During 2025, regulatory modernisation accelerated the shift to digital payments. With the South African Reserve Bank's Payments Ecosystem Modernisation Programme catalysing change, non-banks and payments service providers stepped forward as core builders and collaborated.
Such strategic partnerships became the multiplier, and open banking rails matured, embedded finance reached small and medium-sized enterprises, and funding projects unlocked day-to-day resilience, he said.
The past year proved that South Africa’s payments ecosystem was ready for scale.
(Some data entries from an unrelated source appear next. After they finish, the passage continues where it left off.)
PR #750, opened 2016-06-12
Volcano shelves over water fix

Zeno410:


Ezoteric:
screenshot or it didnt happen ;)

PR #771, opened 2016-06-24
Village-aware decos.

whichonespink44:
This is the stuff I've done so far on the village-aware decos.

The village flag has been renamed to `hasPlacedVillageBlocks`, and it is now being passed to all decos. However, only trees, shrubs, logs, and boulders are utilizing it, since they're the most troublesome ones in villages.

I'm putting this up for review because @Zeno410 mentioned something about implementing a village cache of some sort and just want to make sure this stuff is going to be compatible with it, or if it's even necessary at all with the village cache.

Here are some before & after screenshots (sorry, the angles aren't exactly lined up):

village-1

village-2

village-3


Zeno410:
Very distinct improvement; looks really good!

whichonespink44:
Coll, I'll merge this later today after I make a few tweaks.

Issue #784, opened 2016-06-25
One repo to rule them all


whichonespink44:
@Team-RTG/everyone 

I propose that we consolidate the 1.9 repo into the Realistic-Terrain-Generation repo, as we've done with the 1.8.9 repo, and make a few minor changes to our branching/development workflow.

Essentially, here's what I'm thinking this repo should look like:

**Branches:**

```
1.7.10-master
1.7.10-dev
1.8.9-master
1.8.9-dev
1.9.4-master
1.9.4-dev
1.10-master
1.10-dev
Etc.
```

This branch structure would allow us to maintain our current master/dev workflow, whilst providing a central location for all of RTG's code.

The dev branches will continue to be used for pull requests and for staging the latest development versions, and the master branches will be frozen after every release for that version.

I know the directory/code structure between 'v1' and 'v2' is radically different, but it really doesn't matter to Git, and it would make my life as project manager easier if everything was in one place, and it would make it easier for users when submitting bug reports, etc, so... unless this setup is going to negatively affect anyone's local development workflow, or if there are any other good reasons to _not_ do it this way, then I think this is the way to go, especially with Mojang & Forge releasing more frequently in the months ahead.

One mod. One repo. Multiple version branches.

Thoughts?

topisani:
i am kinda torn on this.  
first of all that is in theory the way to go, but i prefer the idea of an archive repo for 1.7/1.8, simply because i think a refresh is nice, and this is one of the best chances we will ever have for that.

Also, with the talk we have had recently about having a very small core wrapping system that interacts with forge and minecraft version specific things, so we can use the same code across multiple game versions, except for one distinct package that is specific to a version/api (sponge/bukkit support could be considered this way), we might have to do some restructuring anyway. So i think we should take that discussion first.

Zeno410:
I have yet to get into the 2.0 code but my impression is that it's different enough it should be a different repo. The point of having things in the same repo is that git can automatically match up similar code and that's not going to work 1.0 -> 2.0.

whichonespink44:
> we might have to do some restructuring anyway

I'm up for restructuring the code to enable/improve compatibility with other mods/platforms, but I don't see why that would require different repos. Unless you meant a different kind of restructuring?

> The point of having things in the same repo is that git can automatically match up similar code and that's not going to work 1.0 -> 2.0

[...]

PR #785, opened 2016-06-26
Minestrappolation support

whichonespink44:
Putting this up for review to demonstrate the version branch workflow in case it wasn't obvious from #784. Also, whilst I'm pretty sure the 'one repo' approach is the way to go, the only way to really know for sure is to try it out and see if it falls down anywhere.

As for the PR itself, so far this only adds biome support for Minestrappolation (Redwood Forest & The Frost). The person who requested this [in the forums](http://www.minecraftforum.net/forums/mapping-and-modding/minecraft-mods/2524489-realistic-terrain-generation-rtg-realistic-biomes?comment=2025) mentioned that a lot of world gen wasn't being generated, including MS ores, and I know why:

This year, the mandate was clear, namely to double down on real-time rails, unify data to reduce fraud and friction, and keep people, merchants and shoppers at the centre of every design decision, Sadiki said.
Digital payments in South Africa are expected to exhibit consistent growth this year, with account-to-account payments expected to continue increasing and to reach 186-billion transactions globally by 2029.
Further, in 2026, the overall payments landscape would be defined by three primary elements, namely intelligence, connectivity and people, he noted.
Advancements in AI, automation and data-driven unified commerce would underpin the next generation of payment processing solutions, he said.
AI provides significant opportunities in the fields of security and data encryption, while automating manual, repetitive tasks enables payment partners to focus on delivering merchant value and services.
“This year is when payment processing finally loses any semblance of being analogue, as AI and unified commerce make their marks. This is the year South African payments shift from innovation to impact. Intelligence, connectivity and trust are the foundations of a modern payments economy.”
AI will enable dynamic pricing and lending, insurance and other financial services at checkout, and is being used for smart fraud monitoring.
“The idea is that, if our systems are data-rich, then the technology is available to allow commerce to be data-driven, thereby enabling bespoke and real-time services,” he emphasised.
Additionally, strategic partnerships at technological and industry levels will foster greater collaboration throughout the payments ecosystem and, thereby, facilitate the development of integrated, embedded financial solutions.
Banks, fintechs and government agencies cooperating not only take good ideas from concept to market more quickly, but also reinforce South Africa’s digital economy and strengthen trust among consumers and merchants, Sadiki said.